### [Activity]
Go through the listing below and say how many lines contain "opened"; write nothing but the number.

### [Input records]
# # # #
PR #5102, opened 2020-03-04
Tok2Vec: extract-embed-encode

svlandeg:
## Description
Cleaning up the `Tok2Vec` code. Enable calling the `spacy.Tok2Vec.v1` architecture with `extract` - `embed` - `encode` parts to break up the functionality and allow more customizability than the big chunck `build_Tok2Vec_model` function.

Added two example configs that showcase this for `HashEmbed` as well as `CharEmbed`. The difference between / definition of "extract" and "embed" are maybe a bit fuzzy still, but the current version fits the generic  `spacy.Tok2Vec.v1` model that defines it as 
`tok2vec = extract >> with_array(embed >> encode, pad=field_size)`

~~This PR requires the presence of a `core` layer for the `Maxout` model, cf. https://github.com/explosion/thinc/pull/317 (happy to discuss alternatives!)~~ 

### Types of change
enhancement

## Checklist


svlandeg:
There's some interaction with the recently merged `senter` PR, weird. Looking into it.

PR #5107, opened 2020-03-05
Change "pass" to "continue"

tamuhey:
Probably accidentally used "pass" instead of "continue"


tamuhey:
ok, I agree with you!

PR #5108, opened 2020-03-05
Update morphologizer

adrianeboyd:
## Description

Update morphologizer:

* switch to tagger-based morphologizer
* add `Doc.is_morphed` flag
* add `pos` and `morph` scoring to `Scorer`
* modify/extend evaluate CLI to show tag / pos / morph instead of tag as "pos"
* add `morphologizer` to train CLI
* add basic initialization and overfitting morphologizer pipeline tests

### Types of change

Enhancement

## Checklist


spacy/ml/models/defaults/morphologizer_defaults.cfg
```diff
@@ -9,6 +9,6 @@ depth = 4
 embed_size = 7000
 window_size = 1
 maxout_pieces = 3
-subword_features = true
+subword_features = false
```
svlandeg: Actually, now that I think about it, this is probably wrong in the definition of `HashCharEmbedCNN`: `subword_features` should not be a parameter of [hash_charembed_cnn](https://github.com/explosion/spaCy/blob/develop/spacy/ml/models/tok2vec.py#L73 ) but instead it should call `build_Tok2Vec_model` with `subword_features=False`. Then the morphologizer and sentrec defaults can remove this line for `subword_features`. Right now it's just an empty promise, because it's being set to `False` downstream anyway.

svlandeg: (just saw the other PR - never mind about `sentrec`)

adrianeboyd:
Yeah, I didn't want to change anything on that end, just make it clearer in the definition for now. I'm not sure it makes sense to have two separate configs for this, though? It's a little weird that only the charembed config settings are optional?

svlandeg:
The reasoning is that otherwise, you'll have an architecture that always requires `nM` and `nC` even when `char_embed=False` and they're not being used, which makes things confusing all around. And I want to avoid having default settings as that got us in trouble before (defaults being set in random places).

I do think that it makes sense to further divide the `Tok2Vec` function in separate parts, giving you more control to each specific part instead of creating all these different configs, that's what PR https://github.com/explosion/spaCy/pull/5102 is about. But for now I wanted to stay as close as possible to the "original" code so that we can measure the model's performances first.

But please feel free to just go ahead and make the change to `HashCharEmbedCNN`, I think that makes sense in the short term at least ;-)

spacy/ml/models/tok2vec.py
```diff
@@ -118,7 +117,7 @@ def hash_embed_bilstm_v1(
 
 @registry.architectures.register("spacy.HashCharEmbedBiLSTM.v1")
 def hash_char_embed_bilstm_v1(
-    pretrained_vectors, width, depth, embed_size, subword_features, nM, nC, maxout_pieces
+    pretrained_vectors, width, depth, embed_size, maxout_pieces, nM=0, nC=0
```
svlandeg: I don't think we should have default values here? I thought the point was to have it all in the configuration file, so there are no "hidden" defaults set in potentially different places anymore.

spacy/ml/models/tok2vec.py
```diff
@@ -76,9 +76,8 @@ def hash_charembed_cnn(
     embed_size,
     maxout_pieces,
     window_size,
-    subword_features,
-    nM,
-    nC,
+    nM=0,
+    nC=0,
```
svlandeg: Also here I wouldn't have default values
# # # #
### [Final answer]
3